[Data Boundary: Start]

PR #610, opened 2022-11-24
make disocvered policies work

achrefbensaad:
Signed-off-by: Achref ben saad <achref@accuknox.com>

### DIFF
--- a/src/systempolicy/systemPolicy.go
+++ b/src/systempolicy/systemPolicy.go
@@ -13,6 +13,7 @@ import (
 	"time"
 
 	"github.com/clarketm/json"
+	"k8s.io/utils/strings/slices"
 	"sigs.k8s.io/yaml"
 
 	"github.com/accuknox/auto-policy-discovery/src/cluster"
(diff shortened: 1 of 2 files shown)


src/systempolicy/systemPolicy.go
```diff
@@ -788,6 +789,42 @@ func mergeSysPolicies(pols []types.KnoxSystemPolicy) []types.KnoxSystemPolicy {
...
+			if len(processDirRule.FromSource) == 0 {
+				gloablBinaries = append(gloablBinaries, processDirRule.Dir)
+			}
+		}
+	}
+
+	for _, pol := range results {
+		for i, filePath := range pol.Spec.File.MatchPaths {
+			for _, binary := range filePath.FromSource {
+				if slices.Contains(gloablBinaries, binary.Path) {
```
seswarrajan: It should be something like strings.HasPrefix() for each path right. Are we not comparing to full fromSource path ?

src/systempolicy/systemPolicy.go
```diff
@@ -788,6 +789,42 @@ func mergeSysPolicies(pols []types.KnoxSystemPolicy) []types.KnoxSystemPolicy {
 			})
 		}
 	}
+	// If a binary is allowed without fromSource, Convert the file access for it to global access
+
+	// Pre-compute: needed to optimize search
+
+	gloablBinaries := []string{}
```
Ankurk99: globalBinaries*

src/systempolicy/systemPolicy.go
achrefbensaad: We dont need that because fromsource has absolute binary paths.

seswarrajan (approved):
LGTM

achrefbensaad:
@seswarrajan , @Ankurk99  can you please re-review this.

PR #625, opened 2022-12-06
reduce the usage of k8s client api

Ankurk99:
- add pprof support 
- avoid the k8s client usage to once per function call instead of on per log basis
- Add optimization flags to go build (-O flag enables compiler's optimization, `-gcflags="-m"` enables the inlining of functions which can improve the performance of generated code) 
- refractor some code


src/plugin/kubearmor.go
```diff
@@ -554,6 +554,7 @@ func ConvertKubeArmorNetLogToKnoxNetLog(kaNwLogs []*pb.Log) []types.KnoxNetworkL
 		return nil
 	}
 
+	extractpodsvcflag := false
```
nyrahul: print the length(kaNwLogs)

nyrahul (changes requested):

src/libs/common.go
```diff
@@ -163,13 +166,42 @@ func (i *cfgArray) Set(str string) error {
...
 	flag.Var(&cmdlineCfg, "cfg", "Configuration key=val")
 
 	configFilePath := flag.String("config-path", "conf/", "conf/")
 	flag.Parse()
 
+	// Reset default routes (removing access to profiling)
+	http.DefaultServeMux = http.NewServeMux()
+
+	// Recreating routes to profiling manually
+	pprofServeMux := http.NewServeMux()
```
nyrahul: Can we add all the pprof http handling as part of pprofflag ?

nyrahul (changes requested):

src/libs/common.go
Ankurk99: Is it better now?

Ankurk99: We can enable for all default routes using DefaultServeMux() but that will expose the profiling tool on default server under /debug/pprof (thus the go-sec warning). Thus we are manually setting up the profiling routes. [docs.boostsecurity.io/rules/code-debugging-interface-publicly-exposed.html](https://docs.boostsecurity.io/rules/code-debugging-interface-publicly-exposed.html)

Ankurk99:
The most recent change increased the timeout limit to 90 seconds, this will allow us to do profiling of upto 90 seconds.

src/plugin/kubearmor.go
```diff
@@ -590,13 +591,19 @@ func ConvertKubeArmorNetLogToKnoxNetLog(kaNwLogs []*pb.Log) []types.KnoxNetworkL
 				continue
 			}
 
-			destPod, destLabels, destNs := cluster.ExtractPodSvcInfoFromIP(ip, kalog.ClusterName)
+			var destPod, destLabels, destNs string
```
nyrahul: Cannot have these vars inside of the for loop.

nyrahul (changes requested):

src/libs/common.go
```diff
@@ -159,17 +162,55 @@ func (i *cfgArray) Set(str string) error {
 	return nil
 }
 
+// Manually recreate routes for profiling
+func pprofinit() {
```
wazir-ahmed:
```suggestion
func pprofInit() {
```

src/libs/common.go
```diff
@@ -159,17 +162,55 @@ func (i *cfgArray) Set(str string) error {
...
+			log.Error().Msg("ListenAndServe: " + err.Error())
+		}
+	}()
+}
+
 /* configuration file values are final values */
 func CheckCommandLineConfig() {
 	var cmdlineCfg cfgArray
 
+	pprofflag := flag.Bool("pprof", false, "enable pprof")
```
wazir-ahmed:
```suggestion
	pprofFlag := flag.Bool("pprof", false, "enable pprof")
```

src/observability/summarizer.go
```diff
@@ -29,7 +29,14 @@ func extractNetworkInfoFromSystemLog(netLog pb.Log) (string, string, string, str
 		resslice := strings.Split(netLog.Resource, " ")
 		for _, locres := range resslice {
 			if strings.Contains(locres, "remoteip") {
-				ip, destLabel, destNs = cluster.ExtractPodSvcInfoFromIP(strings.Split(locres, "=")[1], netLog.ClusterName)
+				_, services, _, pods, err := cluster.GetAllClusterResources(netLog.ClusterName)
```
wazir-ahmed: `extractNetworkInfoFromSystemLog()` process an individual log. We shouldn't call `GetAllClusterResources()` here. That will give us the same performance as before. We should call `GetAllClusterResources()` function in any one of parent/grand-parent function, so that resources are fetched from k8s only once for processing all the buffered logs.

src/plugin/kubearmor.go
```diff
@@ -590,13 +596,23 @@ func ConvertKubeArmorNetLogToKnoxNetLog(kaNwLogs []*pb.Log) []types.KnoxNetworkL
 				continue
 			}
 
-			destPod, destLabels, destNs := cluster.ExtractPodSvcInfoFromIP(ip, kalog.ClusterName)
+			if existingClustername != kalog.ClusterName {
+				_, services, _, pods, err = cluster.GetAllClusterResources(kalog.ClusterName)
```
wazir-ahmed, line 599: As discussed, we should call `GetAllClusterResources()` in `DiscoverNetworkPolicyMain()` and use the svc/pod details we got from that function call in rest of the child functions. Calling `GetAllClusterResources()` here will not give us any performance improvement.

wazir-ahmed (changes requested):

src/plugin/kubearmor.go
Ankurk99: Actually we don't want to change the overall functionality as it may have some unforseen outcomes. The performance issue found in the pprof was particular to this function, that's why I only changed this function for now. 
Now regarding the performance improvement, here we are calling `GetAllClusterResources()` only once when we receive a unique clusterName from the logs. It's not called on each function, that's why am using the `existingClustername` variable.

wazir-ahmed: Okay got it. It's fine.

src/plugin/kubearmor.go
```diff
@@ -590,13 +596,23 @@ func ConvertKubeArmorNetLogToKnoxNetLog(kaNwLogs []*pb.Log) []types.KnoxNetworkL
...
+				if err != nil {
+					destPod = ip
+					destLabels = ""
+					destNs = ""
+				}
+				existingClustername = kalog.ClusterName
```
nyrahul:
```suggestion
				if err == nil {
     				existingClustername = kalog.ClusterName
				}
```

src/plugin/kubearmor.go
```diff
@@ -590,13 +596,23 @@ func ConvertKubeArmorNetLogToKnoxNetLog(kaNwLogs []*pb.Log) []types.KnoxNetworkL
...
+			}
 
+			destPod, destLabels, destNs = cluster.ExtractPodSvcInfoFromIP(ip, kalog.ClusterName, pods, services)
```
nyrahul:
```suggestion
			destPod, destLabels, destNs := cluster.ExtractPodSvcInfoFromIP(ip, kalog.ClusterName, pods, services)
```

src/plugin/kubearmor.go
```diff
@@ -556,6 +556,12 @@ func ConvertKubeArmorNetLogToKnoxNetLog(kaNwLogs []*pb.Log) []types.KnoxNetworkL
 
 	results := []types.KnoxNetworkLog{}
 
+	var destPod, destLabels, destNs string
```
nyrahul:
```suggestion
```

src/observability/summarizer.go
```diff
@@ -124,7 +130,24 @@ func convertSysLogToSysSummaryMap(syslogs []*pb.Log) {
...
+					ip = ""
+					destNs = ""
+					destLabel = ""
+					portStr = ""
+					bindPort = ""
+					bindAddress = ""
+					protocol = ""
+					nwrule = ""
+				}
+				existingClustername = syslog.ClusterName
```
nyrahul:
```suggestion
				if err == nil {
     				existingClustername = syslog.ClusterName
				}
```

src/observability/summarizer.go
```diff
@@ -124,7 +130,24 @@ func convertSysLogToSysSummaryMap(syslogs []*pb.Log) {
...
+			}
+
+			ip, destNs, destLabel, portStr, bindPort, bindAddress, protocol, nwrule, err = extractNetworkInfoFromSystemLog(*syslog, pods, services)
```
nyrahul:
```suggestion
			ip, destNs, destLabel, portStr, bindPort, bindAddress, protocol, nwrule, err := extractNetworkInfoFromSystemLog(*syslog, pods, services)
```

src/observability/summarizer.go
```diff
@@ -73,6 +73,12 @@ func convertSysLogToSysSummaryMap(syslogs []*pb.Log) {
 
 	deployments := cluster.GetDeploymentsFromK8sClient()
 
+	var ip, destLabel, destNs, portStr, bindPort, bindAddress, protocol, nwrule string
```
nyrahul:
```suggestion
```

nyrahul (changes requested):

nyrahul (approved):

PR #640, opened 2022-12-28
update default resource usage

Ankurk99:
Set and update default resource request and limits to reflect closer to actual usage

### DIFF
--- a/deployments/helm/values.yaml
+++ b/deployments/helm/values.yaml
@@ -72,11 +72,11 @@ volumeMountsDiscoveryEngine:
 #resource DiscoveryEngine
 resourcesDiscoveryEngine:
   requests:
-    cpu: 50m
-    memory: 20Mi
+    cpu: 100m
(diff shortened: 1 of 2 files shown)


deployments/helm/values.yaml
```diff
@@ -72,10 +72,10 @@ volumeMountsDiscoveryEngine:
 #resource DiscoveryEngine
 resourcesDiscoveryEngine:
   requests:
-    cpu: 50m
-    memory: 20Mi
+    cpu: 100m
+    memory: 100Mi
   limits:
-    cpu: 500m
+    cpu: 200m
```
nyrahul: Lets be a bit more generous with limits. 
Please set it to
```
  limits:
    cpu: 500m
    memory: 1Gi
```
Make the same change in both places.

nyrahul (changes requested):

nyrahul (approved):

PR #647, opened 2023-01-10
adding smoke tests

Prateeknandle:
Signed-off-by: Prateeknandle <prateeknandle@gmail.com>


tests/smoke/smoke_test.go
```diff
@@ -0,0 +1,70 @@
...
+	"github.com/accuknox/auto-policy-discovery/src/types"
+	"github.com/kubearmor/KubeArmor/tests/util"
+	. "github.com/onsi/ginkgo/v2"
+	. "github.com/onsi/gomega"
+	"github.com/rs/zerolog/log"
+)
+
+var _ = BeforeSuite(func() {
+	//install wordpress-mysql app
+	err := util.K8sApply([]string{"res/wordpress-mysql-deployment.yaml"})
```
seswarrajan: My suggestion is to Deploy DE and then deploy wordpress-mysql app for test.

seswarrajan (changes requested):
1. Kindly deploy DE then deploy WP-MySQL demo app
2. Why is the go.mod file looks new. There should be an update on old one and not new one to be added. Is it that go.mod not added previously ?

tests/smoke/smoke_test.go
```diff
@@ -0,0 +1,70 @@
...
+		log.Error().Msgf("Failed to apply the `karmor discover` command : %v", err)
+	}
+	err = json.Unmarshal(cmd, &policy)
+	if err != nil {
+		log.Error().Msgf("Failed to unmarshal the policy : %v", err)
+	}
+	return policy, err
+}
+
+var _ = Describe("Smoke", func() {
```
rksharma95, line 100: before running a test, make sure that `discovery-engine` and `wordpress-app` is up and running using `BeforeEach()`

tests/smoke/smoke_test.go
```diff
@@ -0,0 +1,70 @@
...
+	Describe("Auto Policy Discovery", func() {
+		It("test", func() {
+			policy, err := discover("wordpress-mysql", "app=wordpress")
+			Expect(err).To(BeNil())
+			Expect(policy.APIVersion).To(Equal("security.kubearmor.com/v1"))
+			Expect(policy.Kind).To(Equal("KubeArmorPolicy"))
+			Expect(policy.Metadata["namespace"]).To(Equal("wordpress-mysql"))
+			Expect(policy.Spec.Action).To(Equal("Allow"))
+			Expect(policy.Spec.Selector.MatchLabels["app"]).To(Equal("wordpress"))
+			Expect(policy.Spec.File.MatchDirectories[0].Dir).To(Equal("/usr/lib/x86_64-linux-gnu/"))
```
rksharma95: expecting data to be at fixed position i.e. at index 0 in this case, may lead to an issue and key to flakyness.

tests/smoke/smoke_test.go
Prateeknandle: go.mod was not present earlier

tests/smoke/smoke_test.go
Prateeknandle: @rksharma95 what could be a possible solution for this, storing values in map with assigning a specific key, as MatchLabels is a map?

Prateeknandle: also does these values change on different host?

rksharma95: > also can these values be changed on different host?

i don't think so, to be more confident we can target wordpress app specific policies they will not change.

> @rksharma95 what could be a possible solution for this, storing values in map with assigning a specific key, as MatchLabels is a map?

we can traverse slices i.e. MatchDirectories[ ], MatchPaths[ ] and look for the target values.

Prateeknandle: > we can traverse slices i.e. MatchDirectories[ ], MatchPaths[ ] and look for the target values.

@rksharma95 can we do something like this
```
for i := range policy.Spec.File.MatchDirectories {
				if policy.Spec.File.MatchDirectories[i].Dir == "/etc/" {
					value = "/etc/"
				}
			}
			Expect(value).To(Equal("/etc/"))
```

tests/smoke/smoke_test.go
```diff
@@ -0,0 +1,138 @@
...
+		getWpsqlPod("discovery-engine-",
+			"container.apparmor.security.beta.kubernetes.io/discovery-engine: localhost/kubearmor-accuknox-agents-discovery-engine-discovery-engine", "accuknox-agents")
+	})
+
+	AfterEach(func() {
+		util.KarmorLogStop()
+		err := util.DeleteAllKsp()
+		Expect(err).To(BeNil())
+		// wait for policy deletion
+		time.Sleep(5 * time.Second)
```
rksharma95, line 116: it's not needed here, we are not applying any security policy, 
is there any other purpose for the sleep here?

rksharma95:
test is failing when i tried it locally, @Prateeknandle can you verify if it's working?
`{"level":"error","time":"2023-01-11T10:23:56+05:30","message":"Failed to unmarshal the policy : invalid character '{' after top-level value"}
`

tests/smoke/smoke_test.go
Prateeknandle: I thought if someone had a kubearmor policy already in the cluster then it'll be removed. Should I remove this?

Prateeknandle:
> test is failing when i tried it locally, @Prateeknandle can you verify if it's working? `{"level":"error","time":"2023-01-11T10:23:56+05:30","message":"Failed to unmarshal the policy : invalid character '{' after top-level value"} `

@rksharma95 I'm not getting any error like this, I hope you're using `karmor discover -n wordpress-mysql -l "app=wordpress" -f json`, this command with json output not with yaml.

If you're using the same code then I don't understand what's the problem because I'm getting the expected result

rksharma95:
> > test is failing when i tried it locally, @Prateeknandle can you verify if it's working? `{"level":"error","time":"2023-01-11T10:23:56+05:30","message":"Failed to unmarshal the policy : invalid character '{' after top-level value"} `
> 
> @rksharma95 I'm not getting any error like this, I hope you're using `karmor discover -n wordpress-mysql -l "app=wordpress" -f json`, this command with json output not with yaml.
> 
> If you're using the same code then I don't understand what's the problem because I'm getting the expected result

i think we should have CI workflow for testing first to handle this issue better.

seswarrajan (approved):
LGTM

Prateeknandle:
will open the new pr, blundered this during rebase

Prateeknandle:
will open new pr, blundered this one during rebase

PR #649, opened 2023-01-11
Fix for invalid timestamp for Kubearmor alerts

seswarrajan:

### DIFF
--- a/src/plugin/kubearmor.go
+++ b/src/plugin/kubearmor.go
@@ -469,17 +469,21 @@ func StartKubeArmorRelay(StopChan chan struct{}, cfg types.ConfigKubeArmorRelay)
 				}
 
 				kubearmorLog := pb.Log{
-					ClusterName:   res.ClusterName,
-					ContainerName: res.ContainerName,
-					HostName:      res.HostName,
-					NamespaceName: res.NamespaceName,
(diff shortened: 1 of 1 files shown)


src/plugin/kubearmor.go
```diff
@@ -469,17 +469,21 @@ func StartKubeArmorRelay(StopChan chan struct{}, cfg types.ConfigKubeArmorRelay)
...
-					PodName:       res.PodName,
-					Source:        res.Source,
-					Operation:     res.Operation,
-					Resource:      res.Resource,
-					Data:          res.Data,
-					Result:        res.Result,
-					Type:          res.Type,
+					ClusterName:       res.ClusterName,
+					ContainerName:     res.ContainerName,
+					ContainerID:       res.ContainerID,
```
nyrahul, line 474: Cant we directly assign `res` to `kubearmorLog`? Like what we do in the case of telemetry events above.

nyrahul (changes requested):

src/plugin/kubearmor.go
nyrahul: We need policy-name to be part of this.

nyrahul (approved):

PR #657, opened 2023-01-30
remove process fromsource

achrefbensaad:
remove fromsource from process

Signed-off-by: Achref ben saad <achref@accuknox.com>


seswarrajan (approved):
The changes LGTM. But what are we achieving from this change @achrefbensaad .

seswarrajan:
The changes LGTM. But what are we achieving from this change @achrefbensaad .

nyrahul (approved):

PR #658, opened 2023-01-30
Recommend host hardening policies

vishnusomank:
- show KubearmorHostPolicies while recommending hardening policies

Signed-off-by: Vishnu Soman <vishnu@accuknox.com>

### DIFF
--- a/deployments/k8s/deployment.yaml
+++ b/deployments/k8s/deployment.yaml
@@ -157,13 +157,22 @@ metadata:
   namespace: accuknox-agents
 ---
 apiVersion: rbac.authorization.k8s.io/v1
+kind: ClusterRole
+metadata:
+  name: discovery-engine-role
+rules:
+- apiGroups: ["*"]
+  resources: ["pods", "services", "deployments", "endpoints", "namespaces", "nodes"]
+  verbs: ["get", "list", "watch"]
+---
+apiVersion: rbac.authorization.k8s.io/v1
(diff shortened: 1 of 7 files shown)


Ankurk99 (approved):
I have verified that with these roles DE is running fine.

deployments/k8s/deployment.yaml
```diff
@@ -157,13 +157,22 @@ metadata:
   namespace: accuknox-agents
 ---
 apiVersion: rbac.authorization.k8s.io/v1
+kind: ClusterRole
+metadata:
+  name: discovery-engine-role
+rules:
```
seswarrajan, line 163: As per my understanding, this changes involve removing DE to run in admin mode/role and make it possible to run in non-admin role with identified permissions. 

Kindly handle this in a separate PR as this will be easy to track.

seswarrajan (changes requested):

deployments/k8s/deployment.yaml
Ankurk99: Would agree :+1:

Ankurk99:
@vishnusomank can you please open a new PR for the privileged role changes?

vishnusomank:
@Ankurk99 yes. i'll close this PR and re-raise it

Ankurk99:
No, you could have just removed that particular commit and cherry picked it to another PR :smile:

PR #664, opened 2023-02-07
Fix gosec issue

Prateeknandle:


Prateeknandle:
@rksharma95 please review the pr

src/cluster/clusterMgmtHandler.go
```diff
@@ -89,7 +89,11 @@ func getResponseBytes(method string, url string, data map[string]interface{}) []
 		return nil
 	}
 	dumpHttpClient(nil, resp)
-	defer resp.Body.Close()
+	defer func() {
+		if err := resp.Body.Close(); err != nil {
+			log.Error().Msgf("Error closing http stream %s\n", err)
```
rksharma95: I'm not sure if log at error level is needed here. ig it's recoverable in subsequent requests. imo we can use warn here, WDYT?

Prateeknandle: yes ig you're right, will update

rksharma95 (approved):
LGTM :+1: please squash your commits and it's ready to merge

PR #672, opened 2023-02-15
[Summary data] Removing `AF_UNIX `and `AF_NETLINK` (showing only  `AF_INET `and `AF_INET6`)

### LINKED ISSUE #671: removing `AF_NETLINK` and `AF_UNIX` from summary data
## Reasons to remove these protocols.
(This is related to karmor summary network data bind points)
- Both protocols has no significance from security perspective. 
- It is unnecessarily complicating the app behaviour summary.

## Solution
- Only showing `AF_INET` and `AF_INET6` which is equivalent to **IPv4** and **IPv6**

yasin-cs-ko-ak:
This PR fixes this issue: #671

### DIFF
--- a/src/observability/summarizer.go
+++ b/src/observability/summarizer.go
@@ -40,14 +40,13 @@ func extractNetworkInfoFromSystemLog(netLog pb.Alert, pods []types.Pod, services
 		}
 	} else if strings.Contains(netLog.Resource, "AF_UNIX") {
 		var path string
-		protocol = "AF_UNIX"
 		resslice := strings.Split(netLog.Resource, " ")
 		for _, locres := range resslice {
 			if strings.Contains(locres, "sun_path") {
 				path = strings.Split(locres, "=")[1]
 				if path != "" {
 					ip = path
-					bindAddress = path
+					protocol = "AF_UNIX"
 					break
 				}
 			}
--- a/src/observability/summary.go
+++ b/src/observability/summary.go
@@ -81,17 +81,19 @@ func GetSummaryData(request *opb.Request) (*opb.Response, error) {
 						UpdatedTime: loc_nw.UpdatedTime,
 					})
 				} else if loc_nw.NetType == "bind" {
-					bindNwResp = append(bindNwResp, &opb.SysNwSummaryData{
-						Protocol:    loc_nw.Protocol,
-						Command:     loc_nw.Command,
-						IP:          loc_nw.PodSvcIP,
-						BindPort:    loc_nw.BindPort,
-						BindAddress: loc_nw.BindAddress,
-						Labels:      loc_nw.Labels,
-						Namespace:   loc_nw.Namespace,
-						Count:       strconv.Itoa(int(loc_nw.Count)),
-						UpdatedTime: loc_nw.UpdatedTime,
-					})
+					if strings.EqualFold(loc_nw.Protocol, "AF_INET6") || strings.EqualFold(loc_nw.Protocol, "AF_INET6") {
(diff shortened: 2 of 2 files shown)


src/observability/summarizer.go
```diff
@@ -40,14 +40,13 @@ func extractNetworkInfoFromSystemLog(netLog pb.Alert, pods []types.Pod, services
...
 		var path string
-		protocol = "AF_UNIX"
 		resslice := strings.Split(netLog.Resource, " ")
 		for _, locres := range resslice {
 			if strings.Contains(locres, "sun_path") {
 				path = strings.Split(locres, "=")[1]
 				if path != "" {
 					ip = path
-					bindAddress = path
+					protocol = "AF_UNIX"
```
nyrahul, line 49: @seswarrajan , do you understand why this change?

seswarrajan: No @nyrahul 
I've to skim through the code.

seswarrajan, line 49: @yasin-cs-ko-ak This does not seem like a fix. We need to fix/remove the code carefully so that AF_NETLINK/AF_UNIX shows for proper values.

seswarrajan (changes requested):

src/observability/summarizer.go
yasin-cs-ko-ak: @seswarrajan that value only shows for ingress/egress. In bind it is only AF_INET and AF_INET6. 
or we can change the AF_UNIX to UNIX as it is before.

yasin-cs-ko-ak: that AF_UNIX is not interfere with bind anymore.

seswarrajan: I understand that AF_UNIX and AF_NETLINK should not be present in the code itself and needs to be removed. 
We can discuss once.

seswarrajan (changes requested):

src/observability/summary.go
```diff
@@ -81,17 +81,19 @@ func GetSummaryData(request *opb.Request) (*opb.Response, error) {
...
-						Command:     loc_nw.Command,
-						IP:          loc_nw.PodSvcIP,
-						BindPort:    loc_nw.BindPort,
-						BindAddress: loc_nw.BindAddress,
-						Labels:      loc_nw.Labels,
-						Namespace:   loc_nw.Namespace,
-						Count:       strconv.Itoa(int(loc_nw.Count)),
-						UpdatedTime: loc_nw.UpdatedTime,
-					})
+					if strings.EqualFold(loc_nw.Protocol, "AF_INET6") || strings.EqualFold(loc_nw.Protocol, "AF_INET6") {
```
yasin-cs-ko-ak, line 84: @seswarrajan That's why I added here only to show inet and inet6. 

[L84](https://github.com/accuknox/discovery-engine/blob/3b5942ab845beec9ac9af0d526583c17e29aebe2/src/observability/summary.go#L84)

yasin-cs-ko-ak:
@seswarrajan Kindly review it and approve it. If there's anything to discuss more, kindly let me know. Thanks

seswarrajan:
@yasin-cs-ko-ak When this data is found in DE code, this needs to be completely ignored from processing. 
Not to be handled at all.

yasin-cs-ko-ak:
> @yasin-cs-ko-ak When this data is found in DE code, this needs to be completely ignored from processing. 
> Not to be handled at all.

@seswarrajan if we remove this completely it won't shown for egress and ingress. We are only removing it for bind only right?
Any thoughts on that?

seswarrajan:
Yes.. Bind only..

[Data Boundary: End]

→ Your assignment
Within the data above, how many lines include the string "files"? Answer with the number by itself.

→ Answer box
5